This year marks the 60th anniversary of the Universal Declaration of Human Rights. This is also the year in which States are about to finally approve the Optional Protocol to the International Covenant on Economic, Social and Cultural Rights, that will finally put an end to the unbalanced protection given to these rights.

The failure of States and intergovernmental organizations to minimally reduce the number of chronic hungry in the world, despite repeated commitments to do so, and the recent “rebellion of the hungry” spreading through dozens of countries in the world, is a clear demonstration that the Consensus of Washington, the market led globalization and the associated agribusiness led, chemical intensive monoculture agriculture are not the answer to peoples problems.

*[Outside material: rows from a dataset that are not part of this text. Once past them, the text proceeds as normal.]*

PR #124, opened 2024-02-09
configure: downgrade required kubernetes version

jameshcorbett:
Problem: LC EAS3 clusters have the python kubernetes package version 11.0.0, not anything higher.

The code appears to work with version 11, so downgrade the required version to 11.

### DIFF
--- a/configure.ac
+++ b/configure.ac
@@ -67,9 +67,9 @@ AS_IF([test "x$enable_pylint" = "xyes"], [
 ])
 AM_CONDITIONAL([ENABLE_PYLINT], [test "x$PYLINT" = "xpylint"])
 AM_CHECK_PYMOD(kubernetes,
-                  [StrictVersion(kubernetes.__version__) >= StrictVersion('12.0.0')],
+                  [StrictVersion(kubernetes.__version__) >= StrictVersion('11.0.0')],
                   ,
-                  [AC_MSG_ERROR([could not find python module kubernetes, version 12.0.0+ required])]
+                  [AC_MSG_ERROR([could not find python module kubernetes, version 11.0.0+ required])]
                 )
 
 # Checks for header files.


grondo (approved):
LGTM!

wihobbs (approved):
LGTM, thanks!

FYI, Kubernetes has released a python client up to version 0.29.0, which corresponds to Kubernetes 1.29.0. They currently support 1.27-1.29 (and, I assume, the corresponding python clients, though I can't find any docs that explicitly say so). 

Anyway, my point is that we're lagging behind a bit on tioga -- ought we put in a ticket to LC to update the version?

jameshcorbett:
> ought we put in a ticket to LC to update the version?

Well, depending on the python install we targeted, the process would be different. The python relevant here is `/usr/bin/python` which I think means it comes from TOSS and I think getting Python packages upgraded there is hard? Relatively harder than the `/usr/bin/tce` installations. But either way I think it's difficult, and it seems to be working as-is so I'm not too worried. Any thoughts @grondo ?

grondo:
>  Any thoughts @grondo ?

Looks like the kubernetes package is coming from EPEL8 (Redhat Extra Packages for Enterprise Linux), so if you need the newer version we'd either have to ask Red Hat/Fedora to update the version in EPEL, or we'd need to start building a new version in the buildfarm. Either way you'd need to provide the reason that 11.0.0 doesn't work.

Just a note about OS distributions: When maintaining an OS distribution like TOSS, one needs to ensure a stable environment for the OS lifetime. Therefore, updates in OS packages are typically only done to fix bugs, security issues, or in rare cases to update to a newer version because a patched package does not work anymore or isn't supported, or there is only one user. This is why stable OSes are not in a "race to the latest version".

My point being that if the current python3-kubernetes package works, then it is probably best to continue to support that version. We don't want to update packages just because there is a new version. That way we don't update to the latest and greatest and then break any other users of that package. That being said, it sounds like versions of this package are somewhat compatible with eachother, and it seems like there are probably limited users
```console
$ rpm -q --whatrequires python3-kubernetes
python3-rosetta-dev-centos-2.1.0-3.noarch
```
so if you do need a newer version in the future, it might be acceptable to request it (or build the required version yourself in the toss buildfarm)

It is unacceptable that 850 million human beings still have to live and daily go to sleep hungry. It is unacceptable that 2 billion people still live in dire poverty, while a minority of billionaire companies and individuals continue to impose their private interests on national governments and intergovernmental organizations, with no effective public and participatory regulation by States and intergovernmental organizations. This reality demonstrates blatant and systematic violations of the Right to Food, as enshrined in international Human Rights Law.

Social movements and civil society organizations have repeatedly alerted states and intergovernmental organizations, against the impact of reducing the capacity of national governments to regulate their national agricultural and food security policies, to support local agriculture, to regulate food dumping, to maintain food stocks, etc. Measures were imposed on many countries, even those who suffered the most with the colonial process, through structural adjustment processes, debt renegotiation, trade liberalization treaties and more recently in poverty reduction strategies.

Despite these alerts, agribusiness continues to influence governments and intergovernmental organization. The increasing appropriation of the already unequally distributed resource of cultivable land results in more displacement of traditional populations and peasants, more violent evictions, more criminalization of social movements and human rights defenders, with the destruction of the local diversified production of food, more dependency on food imports and more hunger, and malnutrition.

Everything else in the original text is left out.